From the scientific point of view, we will investigate hot research topics in deep learning and computer vision. First, considering that modern deep learning techniques are heavily dependent on the availability of training data, we will collect different fully-annotated, partially-annotated and synthetic (simulated) datasets for predictive tasks. We will also cope with the need for optimizing acquisition parameters in networks of cameras in order to have the best acquisition, both for dataset collection and for real-time processing.
Moreover, we will investigate the frontier of deep learning in challenging situations, such as transfer learning and domain adaptation, semi-supervised learning and few shot learning, whose solutions have a crucial importance for the adaptation of prediction systems to new scenarios.
State-of-the-art deep networks, such as Generative Adversarial Networks, Recurrent Neural Networks and Autoregressive Autoencoders will be used together with standard Convolutional Networks in order to define an effective predictive visual intelligence for new images and temporal reasoning.

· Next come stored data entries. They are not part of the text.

PR #335, opened 2020-02-21
Added option to run database scripts less verbose

JD-CSTx:
Added an option to run database scripts less verbose. 

This runs fine with all unit tests, as you can see it almost changes nothing in the code!

But: If I create big databases for integration tests, it safes about a minute where it otherwise would scroll seemingly endlessly through the SQL script file content I already know. And without this option my log files are flooded with none-info. I could change the logging level, but all the other info from MariaDB4j is really informative, but not the script file, content I already know re-listed in excruciating detail.

This change is so small that I wouldn't insist on an entry in the contributors.md.

### DIFF
--- a/mariaDB4j-core/src/main/java/ch/vorburger/mariadb4j/DB.java
+++ b/mariaDB4j-core/src/main/java/ch/vorburger/mariadb4j/DB.java
@@ -313,7 +313,7 @@ public class DB {
     }
 
     public void run(String command, String username, String password, String dbName) throws ManagedProcessException {
-        run(command, username, password, dbName, false);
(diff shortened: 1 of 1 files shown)


vorburger:
You would be very very welcome to add yourself to contributors.md nevertheless... ;-)

vorburger:
I can't seem to merge this on mobile in the train while I'm en route to the 🎿 ski slopes, so I'll do it later.

JD-CSTx:
Well, I wanted to remind you that you wanted to merge this later.

JD-CSTx:
Thanks 👍

PR #382, opened 2020-10-10
[MariaDB4jService] Do not recreate the DB if already running

Tomlincoln:
I think the start method should check if already started or not.
If you make the MariaDB4jSpringService bean from a config class, and you run source on it, then after initializing all beans, when PostConstruct is called, it calls start() and _resets_ the DB. I think this is not intentional, so I've added the necessary check.


vorburger (approved):
LGTM

FTR: Build is green on https://travis-ci.org/github/vorburger/MariaDB4j/builds/734532843 (no idea what is/was wrong with Travis).

Issue #372, opened 2020-08-28
Add automatic-module name to manifests


jensli:
Add an entry for automatic module name to the JAR manifest files of the runtime libraries.

I get warnings when building my project because the the MariaDB4j module name is derived from the JAR name.

Such a manifest entry looks like this:

Automatic-Module-Name: ch.vorburger.mariadb4j

It can be generated with the Maven.

More information here:

http://branchandbound.net/blog/java/2017/12/automatic-module-name/

MariaDB4j-version: 2.6.2

vorburger:
@jensli you are very welcome to contribute a pull request with what you need to this project!

jensli:
> @jensli you are very welcome to contribute a pull request with what you need to this project!

I spent some time trying to figure out how to do this actually, but I didn't understand to which POM files I should add the configuration.

It is not possible for me to spend more time on it, sorry.

vorburger:
Pending PR #387, pending a new minor ch.vorburger.exec version release.

jensli:
Thanks for a nice tool Michael! I think this change will help it too stay relevant for post-9 Java versions.

Issue #334, opened 2020-02-19
Release next version 2.5.0


egwepas:
Hello, this is a simple question : do you have any plan to release new version with latest fixes (especially the spaces in windows pathes in my case).

In all cases thanks for your helpful tool !

xeester:
Hello, same concern for me : fixing problems with spaces in windows pathes would be very great!
Thank you!

vorburger:
@egwepas @xeester do you want to raise a PR to help fix the broken build? See #451.

vorburger:
OK so I'm piecing from memory where I left this off:

The test failure in #451 is but only blocker which needs to be addressed before a release.

I'm also hitting #452, but that's probably just a local issue for me, which I can separately fix.

For a local build, I first needed to `mvn install` the "new" (cough) `MariaDB4j/DBs/mariaDB4j-db-10.3`. That will have to be deployed, first.

For #372, I then need to `mvn deploy` a new cut of https://github.com/vorburger/ch.vorburger.exec.

Only then as final next step I can deploy a new version of MariaDB4j itself.

But first I have to set up my GPG key to be able to deploy to Maven central again! It's been a while.

valdo404:
Hi, still no release ? How can we help ?

vorburger:
@valdo404 et al reading along here, please [Sponsor my maintenance this project](https://github.com/sponsors/vorburger)! 

It's purely symbolic - but I would appreciate it.

vorburger:
@valdo404 et al reading along here, a 2.5.0 release is currently blocked by #488. Contributions welcome.

vorburger:
Release 2.5.0 has just been pushed to [Maven Central](https://mvnrepository.com/artifact/ch.vorburger.mariaDB4j/mariaDB4j). It should appear on a mirror near you shortly (but it can take at least a few hours).

vorburger:
https://search.maven.org/artifact/ch.vorburger.mariaDB4j/mariaDB4j/2.5.0/jar shows it now.

https://mvnrepository.com/artifact/ch.vorburger.mariaDB4j/mariaDB4j does not show it yet (just about 24h after the release), but that site probably just take a bit longer to update.

vorburger:
https://twitter.com/vorburger/status/1465115301960470531

PR #387, opened 2020-10-14
Issue #372: Add automatic module name to core

jensli:
Libraries without a set automatic module name causes build warnings for
all clients who build with Java >= 9.

Also bump version of the Exec library, to use a version which has the
automatic module name set.

The following pull request for Exec adds an automatic module name:
https://github.com/vorburger/ch.vorburger.exec/pull/40

### DIFF
--- a/mariaDB4j-core/pom.xml
+++ b/mariaDB4j-core/pom.xml
@@ -18,7 +18,7 @@
         <dependency>
             <groupId>ch.vorburger.exec</groupId>
             <artifactId>exec</artifactId>
-            <version>3.1.1</version>
+            <version>3.1.2</version>
         </dependency>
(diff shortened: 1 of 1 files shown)


vorburger:
This will fail to build unless a new https://github.com/vorburger/ch.vorburger.exec v3.1.2 is released.. I'll see if I can get to that some time.

A248:
Hey @vorburger , I don't want to bug you about this, but do you think we could have some progress on this? It's been almost 4 years since Java 9 was released.

Running tests on the module path really requires stable module names. Using something like `requires exec` is highly unstable and will break as soon as another jar called "exec" is introduced to the module path.

vorburger:
See #334.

Finally, thanks also to the industrial stakeholders (that already expressed their endorsement) of the project and the support of public bodies, development and evaluation will be performed in a large scale, using massive processing resources and two different large-scale urban evaluation areas.
The results of the project will have a disruptive impact in the scientific community improving the Italian presence in international rankings, also considering datasets we will collect for real needs and in real contexts and the open-source solutions, as well a direct impact on the society of smart inclusive cities and on the Italian automotive and IT industry.

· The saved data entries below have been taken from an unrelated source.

PR #403, opened 2020-11-11
Adding option to specify os user to the mysqld process

m80592:
When running a service build in drone, I was trying to use mariadb4j as an embedded test database.
It refused to start as drone runs all the processes as root in the container and mysqld complained/refused to start as the user was root.
Found a workaround to specify the os user, to circumvent the problem.
I believe this will be helpful for users who will try to use with springboot in kubernetes environments.


vorburger (approved):
LGTM

PR #476, opened 2021-10-26
mariaDB4j-maven-plugin: exposed database url as Maven Project property

robin-xyzt-ai:
There is currently no way to know on which port the `mariaDB4j-maven-plugin` has started the database so that integration tests can connect to it.
The only option is to hardcode a port number in the configuration of the `mariaDB4j-maven-plugin`, and use that same hardcoded port number in your test.

The old plugin version from mike10004 exposed a port number as Maven Project property (see [this file](https://github.com/mike10004/mariadb4j-maven-plugin/blob/master/mariadb4j-maven-plugin/src/main/java/com/github/mike10004/mariadb4jmavenplugin/Mariadb4jFindFreePortMojo.java)).

This PR does more or less the same. Instead of exposing the port number, it exposes the database URL. I also updated the readme to show how to retrieve that database URL and pass it to your integration tests as system property.

### DIFF
--- a/README.md
+++ b/README.md
@@ -156,6 +156,51 @@ helpful tool for launching MariaDB from Java.
 
 See pom and integration test in https://github.com/vorburger/MariaDB4j/tree/mariaDB4j-maven-plugin/mariaDB4j-maven-plugin/src/it/mariadb4j-maven-plugin-test-basic  for usage example.
 
+#### Example usage
+
+An example usage of this plugin is to install and start a database at the start of the integration test phase, and stop and uninstall the database afterwards.
+
+This is done by configuring the plugin to execute the `start` goal in the `pre-integration-test` phase and the `stop` goal in the `post-integration-test` phase:
+
+```xml
+<plugin>
+  <groupId>ch.vorburger.mariaDB4j</groupId>
+  <artifactId>mariaDB4j-maven-plugin</artifactId>
+  ...
+  <executions>
+    <execution>
+      <id>pre-integration-test</id>
+      <goals>
+        <goal>start</goal>
+      </goals>
+    </execution>
+    <execution>
+      <id>post-integration-test</id>
+      <goals>
+        <goal>stop</goal>
+      </goals>
+    </execution>
+  </executions>
+</plugin>
+```
+
+This will ensure there is a MariaDB instance running on a random port, and expose the database URL as a Maven Project property.
+
+To access the database in your integration tests, you can pass the database URL as system property to your integration tests:
+
+```xml
+<plugin>
+  <groupId>org.apache.maven.plugins</groupId>
+  <artifactId>maven-failsafe-plugin</artifactId>
+  ...
+  <configuration>
+    <systemProperties>
+      <mariadb.databaseurl>${mariadb4j.databaseurl}</mariadb.databaseurl>
+    </systemProperties>
+  </configuration>
+</plugin>
+```
+
 #### How to upgrade the maven plugin from mike10004 version to this version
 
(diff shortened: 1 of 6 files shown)


vorburger (approved):
LGTM! @robin-xyzt-ai thank you for your contribution; please keep it coming if you have others.

vorburger (changes requested):
@robin-xyzt-ai actually... sorry, this does LGTM - BUT it's breaking the tests! I'm getting a NPE `at ch.vorburger.mariadb4j.StartMojo.runWithMavenJvm(StartMojo.java:64)`. If this worked for you when you wrote it, then perhaps it broke when I merged #477 or #478 or #482 or #483 today? If you want to see this merged, could you rebase and fix whatever is causing that NPE?

vorburger:
#489 doesn't seem to help to fix the NPE.

vorburger:
@robin-xyzt-ai BTW it would be cool to have "test coverage" for this - do you want to add what you are describing in the README to the https://github.com/vorburger/MariaDB4j/blob/master/mariaDB4j-maven-plugin/src/it/mariadb4j-maven-plugin-test-basic/pom.xml and then read that system property in https://github.com/vorburger/MariaDB4j/blob/master/mariaDB4j-maven-plugin/src/it/mariadb4j-maven-plugin-test-basic/src/test/java/ch/vorburger/mariadb4j/mariadb4jmavenplugintest/basic/BasicUsageIT.java?

robin-xyzt-ai:
I wanted to write tests for this, but at the time of this PR the build was failing so I couldn't run the tests through Maven. Perhaps I should have set up a real project and do it in there. I will have another look at this

robin-xyzt-ai:
Added a commit which fixes the NPE. Fixed it by switching from `lookupMojo` to `lookupConfiguredMojo` in the tests, based on the comments underneath [this blog post](https://vzurczak.wordpress.com/2014/07/23/write-unit-tests-for-a-maven-plug-in/).

I admit that I don't know if this change has any other unwanted effects. It's my first time writing/testing a Maven plugin and the documentation on testing a Maven plugin is a bit lacking. E.g. those methods don't even have decent Javadoc telling me what the difference is between both.

robin-xyzt-ai:
@vorburger : can you tell me how I can run `BasicUsageIT.java` test from Maven.

Currently I'm using the same as what travis is using (`mvn verify -B -V` in the root directory), but that doesn't seem to trigger that `BasicUsageIT.java` test. I could not find it in the Maven output, and when I tried to simply throw an exception in that test the build is still a success.

That makes it a bit hard to test whether my changes to the test have any effect before I commit them.

vorburger:
> @vorburger : can you tell me how I can run `BasicUsageIT.java` test from Maven.
> 
> Currently I'm using the same as what travis is using (`mvn verify -B -V` in the root directory), but that doesn't seem to trigger that `BasicUsageIT.java` test. I could not find it in the Maven output, and when I tried to simply throw an exception in that test the build is still a success.

Oh! I actually never noticed that myself...

@duttonw who originally contributed this in #135 may want to chime in here?

You could also "manually" test it - I wouldn't be against merging this as-is, if you want me to.

robin-xyzt-ai:
I think I've done everything you asked for this PR:

- The NullPointerExceptions in the test are fixed
- Rebased on the current version of master for easier merging
- Added an assertion to the BasicUsageIT (but since I don't know how to run it, I couldn't verify it actually works)

vorburger (approved):

robin-xyzt-ai:
Thank you for accepting and merging this PR.

PR #502, opened 2021-11-30
When dumping the database, close the outputstream once the dump is done

### LINKED ISSUE #340: Output file resources not closed when using DB.dump
Hello,

we are having a problem when using this excellent library to generate a dump of the local data with the provided wrapper to mysqldump (DB.dump).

Computer Vision is a fast growing area with a huge impact to our daily lives. The scientific community is confident that tomorrow’s Computer Vision will provide artificial systems with “visual intelligence”, defined by psychologists as the human ability to reason by images in order to predict near future events and situations employing visual information.
Modern computer vision systems can successfully detect urban agents (cars, motorbikes); as humans, we can also infer that scooters are likely to zigzag between cars, performing potentially risky manoeuvres. Consider, for instance, a mother with her kids crossing the street: as drivers we know that the kid might deviate from crossing lines becoming thus the focus of our attention. This predictive capability is what modern technologies still miss. Indeed, computers equipped with visual intelligence will be capable of early detecting abnormal behaviors and potentially dangerous manoeuvres, as well as predicting other agents’ interactions. They could also inform all the approaching vehicles and/or the driver and eventually actively brake. PREVUE aims at these emerging scenarios focusing on next generation of Computer Vision (CV) solutions empowered by Deep Learning (DL) applied in an urban context where people, vehicles, or moving robots move, interact and detect predictable or anomalous situations.
We aim to create new scientifically disruptive algorithms, develop software prototypes coping with predicting near-future events, actions and situations, test them in real open-world scenarios, and build the key components of new service platforms for smart cities concerning intelligent mobility.
List of the Research Units:
|Associated Investigator||University/ Research Institution|
|CUCCHIARA Rita|| Università degli Studi di MODENA e
|SEBE Niculae||Università degli Studi di TRENTO|
|BALLAN Lamberto||Università degli Studi di PADOVA|
|NAPPI Michele||Università degli Studi di SALERNO|
We recived some letters/protocols of intent from industrial stakeholders. They are:
1. Comune di Modena
2. Magneti Marelli
3. AD Consulting
4. Cluster Trasporti
5. Ferrari SPA
The project starts in September 2019 and it is expected to last 36 months.